The answer is that $(*)$ never occurs: the ratio of the averages is smaller than the average ratio. Here is the proof.

Consider the ratio $f(d) = \frac{a}{b}$ as we scale $d$ up or down, rotating the ray through $A$ and $B$ to match. We actually don't need to compute $f$ (although trust me, I have and it's ugly). The important thing is that we write it as a function of $d$, not as a function of the angles.

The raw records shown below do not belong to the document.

PR #189, opened 2018-07-17
 feat(sidepanel): add sidepanel component

dine:
🖼 
localhost_8080_section-components html
localhost_8080_section-components html 1

🎥


src/components/_sidepanel.scss
```diff
@@ -0,0 +1,66 @@
...
+
+      @include sb-focus-no-border();
+    }
+  }
+}
+
+.#{$ns}sidepanel--collapsed {
+  .#{$ns}sidepanel__container {
+    padding: 0;
+    width: 0;
```
clenemt: Not sure that the width animation is what you want as everything kinds of shrinks down (even more visible when lots of content). A translation might be a better way to achieve that animation.

src/components/_sidepanel.scss
```diff
@@ -0,0 +1,66 @@
+// Sidepanel
+//
+// Browser support: IE9+ (no transition), Safari6+, Firefox30+, Chrome30+
+//
+// Markup:
+// <aside class="sb-sidepanel {{modifier_class}}" role="menu" aria-expanded="true">
+//   <div class="sb-sidepanel__container">
+//     <div class="sb-padding-l">
```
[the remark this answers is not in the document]
dine: When collapsing/opening it gets a weird animation if we have padding and transition the width... Also, right now we'll just have a button inside, but I think we'll need this wrapper in the future for scrolling purposes too, if we have too much content.

galagmon:
@dine did we add a transition to flip the arrow?

dine:
@galagmon yep, I'll add gifs here after addressing @clenemt comments

src/settings/_box.scss
```diff
@@ -23,3 +23,6 @@ $sb-mood-size: 30px;
 // Tooltip arrow size and shadow container
 $sb-tooltip-arrow-size: 11px;
 $sb-tooltip-arrow-container: 26px;
+
+// Main nav & sidepanel
```
spirosikmd: Is this just the side panel width? Or does it contain the main nav width as well? It should only be about the side panel, right?

src/components/_icons.scss
```diff
@@ -101,6 +101,13 @@
 // <svg class="sb-icon" viewBox="0 0 16 16">
 //   <path d="M6.5 12a5.5 5.5 0 1 0 0-11 5.5 5.5 0 0 0 0 11zm0 1a6.5 6.5 0 1 1 0-13 6.5 6.5 0 0 1 0 13zM7 6V3H6v3H3v1h3v3h1V7h3V6H7z" />
 // </svg>
+// <svg class="sb-icon sb-icon--handle" viewBox="0 0 23 23">
+//   <g fill="none" fill-rule="evenodd">
+//     <circle cx="11.5" cy="11.5" r="11.5" fill="#FFF"/>
+//     <path fill="#59636B" fill-rule="nonzero" d="M10.52 12.55l1.62 1.65c.4.4.4 1.07 0 1.49a1 1 0 0 1-1.45 0L7.3 12.25c-.4-.41-.4-1.09 0-1.5l3.4-3.44a1 1 0 0 1 1.44 0c.4.42.4 1.08 0 1.5l-1.62 1.64h4.45c.57 0 1.03.47 1.03 1.05 0 .58-.46 1.05-1.03 1.05h-4.45z"/>
```
beerecca: Are these stylabilla colours? This is inconsistent with how we do `sb-icon--mood__lines` for example.

src/components/_icons.scss
```diff
@@ -158,6 +165,11 @@
   fill: $sb-color-mood-heart-eyes;
 }
 
+.#{$ns}icon--handle {
+  height: sb-px2rems(23px);
```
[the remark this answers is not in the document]
beerecca: Yea we made some not great decisions here that are now biting us in the butt.
sb-spacing-map has `'m': 16px, 'l': 23px, 'xl': 40px`. Which it looks like we want all of those sizes now, plus mood rating being 30. Assuming that you've checked this icon at 16px and it's really unusable?

Ideally we'd have $sb-icon-size-map: ('--l': 23px, '--xl': 40px);
And hard code a new `sb-icon--mood` class that uses $sb-mood-size (30px) seeing as that's the unique case that doesn't fit into our scale.

I don't really see a way of making this work (ie coming up with a size between s and m) without breaking changes so I think we just need to do it.

src/components/_icons.scss
beerecca: Also have you checked this svg against https://jakearchibald.github.io/svgomg/ or something? I think there is some unnecessary metadata in here.

src/components/_sidepanel.scss
```diff
@@ -0,0 +1,67 @@
...
+    left: sb-px2rems($sb-sidepanel-width);
+    transition: left $sb-timing-s ease-in-out, transform $sb-timing-m ease-in-out;
+    transform-origin: 50% 50%;
+    transform: translate(-50%, -50%);
+    z-index: $sb-z-header;
+
+    &:focus {
+      border-radius: 50%;
+
+      @include sb-focus-no-border();
```
beerecca: Is this ok accessibility wise? You should still be able to see you're focussed on it right?

src/components/_sidepanel.scss
```diff
@@ -0,0 +1,67 @@
...
+    border: 0;
+    padding: 0;
+    cursor: pointer;
+    position: absolute;
+    top: 50%;
+    left: sb-px2rems($sb-sidepanel-width);
+    transition: left $sb-timing-s ease-in-out, transform $sb-timing-m ease-in-out;
+    transform-origin: 50% 50%;
+    transform: translate(-50%, -50%);
+    z-index: $sb-z-header;
```
spirosikmd: Should we use a specific `z-index` for this handle? It now has a higher `z-index` than the drop down. I am not sure if we see a drop down in the future displaying under this handle.

src/components/_icons.scss
```diff
@@ -158,6 +165,11 @@
   fill: $sb-color-mood-heart-eyes;
 }
 
+.#{$ns}icon--handle {
```
spirosikmd: Is this arrow really a `handle` icon? Shouldn't we use something like left or right arrow?

src/components/_icons.scss
dine: @beerecca I did, this is the optimised version. Considering the new designs I'll export a new svg just with the arrow and add the border to the button (using css).

src/components/_icons.scss
dine: @spirosikmd I'll replace it and rename it to arrow.

src/components/_icons.scss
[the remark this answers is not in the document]
dine: Only the arrow icon is currently 8px so we get a new size anyway. We would have to choose between `'xs': 7px` or `'s': 11px`. @michelvdhoek can we use our scale here? If yes, would you prefer 1px smaller or 3px bigger?

src/components/_sidepanel.scss
dine: I think we'll need something here. Only the handle has to go partially on top of the main navigation, while the sidepanel goes below. It doesn't use too much space, so we shouldn't have a dropdown issue.

src/components/_icons.scss
```diff
@@ -158,10 +164,17 @@
   fill: $sb-color-mood-heart-eyes;
 }
 
-$sb-icon-size-map: ('--m': $sb-mood-size, '--l': 40px);
+.#{$ns}icon--arrow {
+  stroke: $sb-color-dark-3;
```
spirosikmd: Why are we giving a specific stroke color for the arrow icon? Can't this be the default text color (as with other icons) and change it in case we need it to?

beerecca: Tbh @spirosikmd from what Gal and Michel are saying, these icons are going to change when Marco starts as one of his first tasks is a consistent icon library (as you can probably tell, our icons all look a bit different right now). There are other problems with naming (eg `arrow`, `arrow-left`) which also are not ideal. So personally I think this is fine for now considering it will all change.

PR #193, opened 2018-07-24
[BUB-159] Add overflow menu

tzengerink:
Part of: BUB-159
Reviewers: @dine @lcobucci @tzengerink @gPinato @dsantang @beerecca @galagmon @spirosikmd


src/components/_overflow-menu.scss
```diff
@@ -0,0 +1,78 @@
+// Overflow Menu
```
spirosikmd: It would be nice to override the styles of kss to set a fixed height like we did for the dropdown. You probably need to override `kssref-components-overflow-menu .kss-modifier__wrapper` and set a height.

src/components/_overflow-menu.scss
```diff
@@ -0,0 +1,78 @@
...
+//
+// Browser support: IE9+ (no transition), Safari6+, Firefox30+, Chrome30+
+//
+// Markup:
+// <div class="sb-overflow-menu">
+//   <div class="sb-overflow-menu__item">
```
spirosikmd: For the dropdown we use a `ul` with `li` as the items. Why have we decided to use `div`s here?

src/components/_overflow-menu.scss
```diff
@@ -0,0 +1,78 @@
+// Overflow Menu
+//
+// Browser support: IE9+ (no transition), Safari6+, Firefox30+, Chrome30+
+//
+// Markup:
+// <div class="sb-overflow-menu">
```
spirosikmd: How about accessibility? Have we thought about it? For the dropdown we use `role="listbox"` in the menu and `role="option"` for the items. We should also make it keyboard navigatable, right?

src/components/_overflow-menu.scss
```diff
@@ -0,0 +1,78 @@
...
+  cursor: pointer;
+  overflow: hidden;
+  text-overflow: ellipsis;
+  white-space: nowrap;
+
+  .#{$ns}icon {
+    margin-right: sb-px2rems(3px);
+  }
+
+  span {
```
spirosikmd: Let's use a class here and not depend on specific HTML elements. Maybe `sb-overflow-menu__item-label` or `overflow-menu__item-text`?

src/components/_overflow-menu.scss
```diff
@@ -0,0 +1,83 @@
...
+//   </li>
+// </ul>
+//
+// Styleguide Components.overflow-menu
+
+.#{$ns}overflow-menu {
+  @include sb-text-s();
+
+  position: absolute;
+  width: 140px;
```
beerecca: This smells like a magic number to me :D Should probably at least be in a variable, maybe declared alongside the other variables like header height.

src/components/_overflow-menu.scss
```diff
@@ -0,0 +1,83 @@
...
+  border-radius: sb-px2rems($sb-radius);
+  box-shadow: $sb-box-shadow;
+  z-index: $sb-z-dropdown;
+}
+
+.#{$ns}overflow-menu__item {
+  padding: sb-rem-spacing('s');
+  cursor: pointer;
+  overflow: hidden;
+  text-overflow: ellipsis;
```
beerecca: Is this confirmed with design, what they want to happen when the text is too long for the 140px?

src/components/_overflow-menu.scss
```diff
@@ -0,0 +1,83 @@
...
+  white-space: nowrap;
+
+  .#{$ns}icon {
+    margin-right: sb-px2rems(3px);
```
beerecca: Another magic number, do we not have any existing variables that give us close enough to what we need?

src/components/_overflow-menu.scss
```diff
@@ -0,0 +1,83 @@
...
+    color: $sb-color-red-2;
+
+    &:active {
+      color: $sb-color-white;
+      background-color: $sb-color-red-2;
+    }
+  }
+}
+
+.#{$ns}overflow-menu__item-label {
```
beerecca: This isn't strictly BEM - I'd prefer to flatten the grandchild (https://assortment.io/posts/grandchild-elements-bem-css) and call it `overflow-menu__label`, I think this is the approach we take elsewhere in stylabilla.

src/index.scss
```diff
@@ -40,30 +40,31 @@
 @import 'layout/flex';
 
 // Components
-@import 'components/tile';
-@import 'components/checkbox';
-@import 'components/radio';
-@import 'components/input';
+@import 'components/alert';
```
beerecca: So ideally this would be fine, components should not rely on the cascade between them, but have you tested that everything still works? For instance alert might need animation to be first?

beerecca: True. I'd suggest testing this Teun and then moving anything that is relied upon.

src/components/_overflow-menu.scss
tzengerink: I've now made the width of the menu depend on the length/content of the menu items. If however a fixed with is set that is smaller, we should use ellipsis to cut of the content. This is how I discussed it with design.

src/components/_overflow-menu.scss
```diff
@@ -0,0 +1,92 @@
...
+  margin: 0;
+  padding: 0;
+  background-color: $sb-color-white;
+  border: 1px solid $sb-color-light-3;
+  border-radius: sb-px2rems($sb-radius);
+  box-shadow: $sb-box-shadow;
+  z-index: $sb-z-dropdown;
+
+  &--open {
+    display: block;
```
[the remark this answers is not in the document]
tzengerink: I like the animation of the tooltip, the dropdown menu however does not have an animation. Since this is also kind of a menu, I think we should be consistent in the use of animations.

src/components/_overflow-menu.scss
```diff
@@ -0,0 +1,110 @@
+// Overflow Menu
+//
+// Browser support: IE9+, Safari6+, Firefox30+, Chrome30+
+//
+// Markup:
+// <ul class="sb-overflow-menu sb-overflow-menu--open" tabindex="0" role="listbox">
+//   <li class="sb-overflow-menu__header">
+//     user@usabilla.com
+//   </li>
```
tzengerink: Having some doubts about this not being really semantic. Other solutions would be to wrap the entire element in a `div` to allow for an extra `div` above the `ul` to contain the header. I choose this solution, because if the menu is used without a header it would have to be wrapped in a `div`, while right now it is just a `ul` with child `li` elements. Ideas?

src/components/_overflow-menu.scss
```diff
@@ -0,0 +1,110 @@
+// Overflow Menu
+//
+// Browser support: IE9+, Safari6+, Firefox30+, Chrome30+
+//
+// Markup:
+// <ul class="sb-overflow-menu sb-overflow-menu--open" tabindex="0" role="listbox">
```
clenemt: I arrive a bit late to the discussion, but I think this should be a `role="menu"` with `role="menuitem"`. See: https://www.w3.org/TR/wai-aria-practices-1.1/#menu for differences.

src/components/_overflow-menu.scss
```diff
@@ -0,0 +1,110 @@
...
+}
+
+.#{$ns}overflow-menu__header,
+.#{$ns}overflow-menu__item {
+  padding: sb-rem-spacing('s');
+  overflow: hidden;
+  text-overflow: ellipsis;
+  white-space: nowrap;
+
+  .#{$ns}icon {
```
clenemt: I'm inclined to simply add a util class to the icon instead of overriding a style e.g. `sb-margin-right-xs`, what do you think?

src/components/_overflow-menu.scss
```diff
@@ -0,0 +1,110 @@
...
+  line-height: sb-px2rems(23px);
+  font-weight: 600;
+}
+
+.#{$ns}overflow-menu__item {
+  cursor: pointer;
+
+  &:hover,
+  &--highlighted {
+    background-color: $sb-color-light-4;
```
clenemt: Should we use a different color for hover and selected @galagmon ?

src/components/_overflow-menu.scss
```diff
@@ -0,0 +1,110 @@
...
+  }
+
+  &:active {
```
clenemt: `active` state is only for buttons and links (https://html.spec.whatwg.org/multipage/semantics-other.html#selector-active). Maybe add a `menu__item` with either button or links to your example?

src/components/_overflow-menu.scss
```diff
@@ -0,0 +1,110 @@
...
+  .#{$ns}icon {
+    margin-right: sb-rem-spacing('xxs');
+  }
+}
+
+.#{$ns}overflow-menu__header {
+  font-family: $sb-primary-font-family;
+  font-size: sb-px2rems(16px);
+  line-height: sb-px2rems(23px);
+  font-weight: 600;
```
clenemt: It got moved to `500` for bold now on `master` branch

src/components/_overflow-menu.scss
```diff
@@ -0,0 +1,110 @@
...
+  text-overflow: ellipsis;
+  white-space: nowrap;
+
+  .#{$ns}icon {
+    margin-right: sb-rem-spacing('xxs');
+  }
+}
+
+.#{$ns}overflow-menu__header {
+  font-family: $sb-primary-font-family;
```
clenemt: This seems very similar to `sb_text`, maybe remove those styles and add a `sb_text` class to the example? This would make sure that they stay in synch if we ever change how text looks like.

src/components/_overflow-menu.scss
```diff
@@ -0,0 +1,110 @@
...
+
+  &:active {
+    background-color: $sb-color-blue-4;
+  }
+
+  &:focus {
+    outline: none;
+  }
+
+  &--warning {
```
clenemt: Based on the color you are using, it should be `&--danger`. This would be consistent with `.sb-btn--danger` for instance.

src/components/_overflow-menu.scss
dine: Maybe test it before changing if it is the desired behaviour: http://adrianroselli.com/2017/10/dont-use-aria-menu-roles-for-site-nav.html

src/components/_overflow-menu.scss
```diff
@@ -0,0 +1,110 @@
...
+//      </svg>
+//      <span class="sb-overflow-menu__label">Delete</span>
+//   </li>
+// </ul>
+//
+// Styleguide Components.overflow-menu
+
+.#{$ns}overflow-menu {
```
clenemt: I missed that part, but looking at the PR for react-stylabilla, should this component not have a `min-width`?
It looks a bit cramped otherwise.

clenemt: Also @galagmon confirmed that it should have a `min-width: 150px;`

src/components/_overflow-menu.scss
tzengerink: This is similar to how the Dropdown is implemented, which was what @spirosikmd suggested?

src/components/_overflow-menu.scss
tzengerink: I like the idea of not cluttering the HTML with to much classes. Also makes implementing this style in components a bit easier.

src/components/_overflow-menu.scss
clenemt: Sorry what? I don't understand what you mean, maybe @spirosikmd can help me?

spirosikmd: @clenemt from the spec you linked here, I can't read anywhere that `active` is only for buttons and links. More specifically it writes that:

```
If the element has its tabindex focus flag set
    The element is being activated if it is in a formal activation state.
```

which means that if we have a `li` tag with `tabindex` set (as in the case of `dropdown`) then `active` state is valid. At least this is the way I read this! Specs are hard 😄

clenemt: Nha I think the one that triggers the active state is this:

> If the element is being actively pointed at

I removed the `tabindex` and it is still clickable (showing the blue `:active`).
Nonetheless, I find it weird, maybe time will change my mind. ⌛️

src/components/_overflow-menu.scss
dine: I missed this before, but I think I agree with @clenemt here

PR #197, opened 2018-08-01
Multiple typographic enhancements

clenemt:
:arrow_forward: **Related to**: BLOS-109
:eyeglasses: **Context**: while working on the card, I found out multiple issues:

**1-  Our usage of font-weight is strange:**
* on the documentation website we forgot to include the medium font and were using faux-bold
* on stylabilla we were sometime using faux-bold in place of the medium font
* move the medium font-weight from 600 to 500 to match @galagmon designs

**2-  We are missing some common text helpers:**
* `sb-text--uppercase`
* `sb-text--lowercase`
* `sb-text--number` (needed since our milo font has number not aligned with text)

**3-  We are missing the font smoothing currently present on the app.usabilla.com:**
* This led to adjusting some styles on the documentation website to make it more readable

:sunrise: **After**:


clenemt:
Awaiting moar reviews for that one as it might have some big impacts 👍

src/elements/_page.scss
```diff
@@ -23,4 +23,6 @@ html {
   font-family: $sb-primary-font-family;
   color: $sb-color-dark-3;
   font-weight: 400;
+  -webkit-font-smoothing: antialiased;
```
dine: We had a discussion about this in the past: https://github.com/usabilla/stylabilla/pull/21#discussion_r128528569
And we ended up removing the font-smoothing. 

Maybe it's good to just do a double check with the designers in other OS/Browser combinations, since we all use Chrome/Mac. I remember it affected Windows/IE in a way that fonts would look really bad and affect readability/accessibility. 

I also found this (maybe worth a try?) 🙂  https://gist.github.com/hsleonis/55712b0eafc9b25f1944

src/trumps/_text.scss
```diff
@@ -80,3 +83,16 @@
...
+.#{$ns}text--uppercase {
+  text-transform: uppercase;
+}
+
+.#{$ns}text--lowercase {
+  text-transform: lowercase;
+}
+
+.#{$ns}text--number {
+  font-variant-numeric: lining-nums;
```
dine: I think most of the times we use Milo font we'll want this as the default, right? 
If that is the case I'd say instead of adding this class every time we need to use numbers, maybe we should add this rule to the same block where we apply Milo as the default font for `html`? https://github.com/usabilla/stylabilla/blob/2512a69b5248604201db0665ee6e0a3fa0511735/src/elements/_page.scss#L22

Also to be discussed with the designers...

docs-builder/kss-assets/kss.scss
```diff
@@ -603,6 +607,7 @@ $kss-vertical-rhythm      : $kss-font-size * 1.5;
     font-family: monospace;
     background: $kss-colors-background;
     margin-right: 10px;
+    font-weight: bold;
```
beerecca: Shouldn't this also be 500?

src/components/_button.scss
```diff
@@ -39,7 +39,7 @@ $sb-btn-padding-l: sb-rem-spacing('s') sb-rem-spacing('l');
   display: inline-block;
   font-family: $sb-primary-font-family;
   font-variant: all-small-caps;
-  font-weight: 600;
+  font-weight: 500;
```
beerecca: Are we absolutely sure on this one? Have you shown @galagmon the impact it would have? Might be nice to show her what it looks like if you change it on the button creator for example.

galagmon:
@beerecca I asked for these changes and the main objective is to have the right classes for UB next, I know it might have some impact on the component already implemented in Usabilla. Also, it is not best practice using bold instead of the actual font weight so I think it will only make things look cleaner. I would like to see the impact on the button editor if possible. (send me a screen shot)

src/elements/_page.scss
clenemt: Will try it, thanks

clenemt: Just did a few tests on windows: ie 11/ edge/firefox/chrome with browser tests, nothing really changes. Also as per caniuse: https://caniuse.com/#search=font-smooth it should work only on osx

docs-builder/kss-assets/kss.scss
clenemt: Nope since the font is monospace and a 500 in monospace just displays the regular one.

src/components/_button.scss
clenemt: Yes I have shown gal how it looks, also this does not change anything since we moved the declaration of the bold font from 600 to 500 cf: `src/settings/_fonts.scss` below.

PR #202, opened 2018-08-15
Support main navigation

beerecca:


src/components/_sidepanel.scss
```diff
@@ -1,76 +1,79 @@
...
-    }
+  &:focus {
+    outline: none;
+    border-color: $sb-color-blue-3;
+  }
 
-    &:hover {
-      border-color: $sb-color-blue-2;
-    }
+  &:focus:not(:focus-visible) {
```
spirosikmd: `focus-visible` is [not supported](https://caniuse.com/#search=%3Afocus-visible) in the browser list we mention above, right? As this code was here already, have we discussed about this?

beerecca: Yea, it's in Dine's original PR. It's a progressive enhancement. There's no way to achieve the equivalent without some js click tracking which we wanna avoid, so we're leaving it like this - it's a very small design preference, and it's more important to support being able to tab onto the handle easily.

spirosikmd: But we still keep the list of supported browsers in the comments as is, right?

beerecca: Yea cos it still works and looks good in those browsers, just looks the tinnnniiieeessst bit different

PR #560, opened 2016-11-04
Identify unused text strings when serializing a tile for updates. 

dnesbitt61:
Make sure they get properly added to the textlistbuilder (since we are not updating offsets of objects that may reference strings past that one in the list).


gknisely:
:ship:

PR #563, opened 2016-11-11
parse and store the largest changeset id you find

kevinkreiser:
this hangs the changeset id off of the `OSMdata` object. ~~ill make another commit to actually set it in the tile header and wont merge until thats done.~~

this worked perfectly for geofabrik extracts. i need to test with planet mirror and .osm converted to .pbf via osmconvert, i suspect they will be fine as well, we'll see


kevinkreiser:
:cow: :boy:

PR #564, opened 2016-11-11
Complex res updates

gknisely:
Added logic to store start restrictions on the "to" tile.  Also, we store end restrictions on the "from" tile.  The tests found this issue when the from or to is on different levels.  We got lucky before where the from and to were in the same tile.  All cr tests pass.


gknisely:
approved by @dnesbitt61

PR #565, opened 2016-11-18
properly handle maxspeed:forward/backward for one way streets

noblige:
old code was conflicting with logic in https://github.com/valhalla/mjolnir/blob/master/src/mjolnir/pbfgraphparser.cc#L713 and https://github.com/valhalla/mjolnir/blob/master/src/mjolnir/pbfgraphparser.cc#L708 resulting in speed set to `0` for one-way streets that had only either `maxspeed:forward` or `maxspeed:backward` tag set


noblige:
cc @kevinkreiser @dnesbitt61

PR #566, opened 2016-11-22
bins were missing some edges!

kevinkreiser:
fixes valhalla/loki#163 and fixes valhalla/meili#58

essentially there were two problems. number one was that the condition for binning a tweener shouldnt have been based off of the intersected tweener tile but rather the start and end tile. the other problem occured as a result of binning other levels of tiles into the level 2 tiles. we were using edgeinfo offset as a determination if we had binned an edge or not skipping edgeinfo offsets that we've already seen in a given tile. level 0 tiles though can contain two directed edges that start and end in two different level 2 tiles. so the edgeinfo offset is not unique enough to say that an edge is entirely contained within a level 2 tile. instead you must also check that the start and end level 2 tiles are the same and that you've seen that edgeinfo offset before.

whew! :smile: 

@dnesbitt61 @noblige @yzadik @smwork


src/mjolnir/graphtilebuilder.cc
```diff
@@ -721,33 +721,33 @@ std::array<std::vector<GraphId>, kBinCount> GraphTileBuilder::BinEdges(const Til
...
+    auto intersection = tiles.Intersect(shape);
     GraphId edge_id(tile->header()->graphid().tileid(), tile->header()->graphid().level(), edge - start_edge);
     for(const auto& i : intersection) {
-      //to avoid dups and minimize having to leave the tile for shape we:
-      //always write a given edge to the tile it originates in
-      bool originating = i.first == start_id;
-      //never write a given edge to the tile it terminates in
-      bool terminating = i.first == end_id;
-      //write a given edge to intermediate tiles only if its originating tile id is < its terminating tile id
-      bool intermediate = i.first < end_id;
```
kevinkreiser: this was wrong! it should have been `start_id < end_id`

src/mjolnir/graphtilebuilder.cc
```diff
@@ -721,33 +721,33 @@ std::array<std::vector<GraphId>, kBinCount> GraphTileBuilder::BinEdges(const Til
...
+    //writing the edge to the tile it originates in
+    //not writing the edge to the tile it terminates in
+    //writing the edge to tweeners if originating < terminating
     auto start_id = tiles.TileId(edge->forward() ? shape.front() : shape.back());
     auto end_id = tiles.TileId(edge->forward() ? shape.back() : shape.front());
+    auto intermediate = start_id < end_id;
 
-    //bin some in, save some for later, ignore some
+    //if this starts and ends in the same tile and we've seen it already we can skip it
+    if(start_id == end_id && !ids.insert(edge->edgeinfo_offset()).second)
```
kevinkreiser: just having seen the edgeinfo offset before isnt enough when you are dealing with larger tiles binning into smaller ones. you need to know where they exist with respect to the smaller tiles.

gknisely:
:ship:

noblige:
awesome! will try it out!

PR #567, opened 2016-11-22
Speed limits

gknisely:
@dnesbitt61 let us know if this will all still makes sense in the costing logic.

speed = average speed if exists, else advisory speed if exists, else max_speed if exists, else categorized speed. 

speed_limit = max_speed

I left the tagged_speed flag for now.  Do you think you will need it in the costing?


gknisely:
depends on baldr updates

dnesbitt61:
:shipit:

PR #571, opened 2016-11-30
Update test files with end_offset now fixed at the end of the header.

dnesbitt61:
depends on baldr change


gknisely:
:+1: after you rerun circle and checks pass

PR #574, opened 2016-12-03
actually set speed limit

noblige:


gknisely:
good catch.  Thank you.

PR #579, opened 2016-12-13
Cr issue

gknisely:
added logic to stop infinite loop on bad restrictions.
added some more stats.
Tested with planet.


dgearhart:
:shipit:

PR #583, opened 2017-01-04
Support for adding traffic segment associations to a tile.

dnesbitt61:
This just includes code to add information to the tile and to the tile header. The program to actually associate traffic to Valhalla edges is not contained within mjolnir since it has additional dependencies.


kevinkreiser:
:+1:

PR #584, opened 2017-01-05
removed Paris tz hack.

gknisely:
removed Paris hack.  Fallback to tz db if tz string not found in region list.  Added support for suburban_railway.


dgearhart:
:shipit:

The key observation is that, at least in the picture below, $f$ is a linear function of $d$. As we scale $d$, the lengths $a$ and $b$ are scaled linearly as well.

two triangles

This picture covers case 1, where $\psi < \frac{\pi}{2}$. Here $f$ is completely linear in $d$.

The other case has a complication: at the point where the ray passes $90^\circ$, $f$ makes a change -- it becomes linear with a different rate of increase (or decrease).

changing d

To see what's happening, break the change in the ratio into a horizontal and vertical component. Nothing changes in the vertical direction. But before $90^\circ$, the horizontal change was "hurting" the ratio $\frac{a}{b}$ by decreasing both $a$ and $b$. After $90^\circ$ the horizontal change "helps" the ratio by increasing both $a$ and $b$.

What this argument shows is that after $90^\circ$, $f(d)$ is still linear but with a larger slope.

enter image description here

Above is a picture for the case where $f(d)$ is decreasing, i.e. as the $d$ increases the ratio $\frac{a}{b}$ goes down. But this doesn't change anything in the argument; the ratio is now going down more slowly.

..

The argument I just sketched (I'm not going to include the calculations) was that $f(d)$ is convex in $d$: It is either linear, or two joined-up linear functions with the second having a larger slope.

This fact proves my original claim as follows. $\frac{a_2}{b_2}$ is constant in this scenario. $\frac{a_1}{b_1} = f(d)$ for some $d$. And $\frac{a}{b} = f(\alpha d)$ for some $\alpha$. So

\begin{align} \frac{a}{b} &= f(\alpha d) \\ &\leq \alpha f(d) + (1-\alpha) f(0) & \text{(convexity of $f$)} \\ &= \alpha \frac{a_1}{b_1} + (1-\alpha)\frac{a_2}{b_2} \end{align} which is what I wanted to show.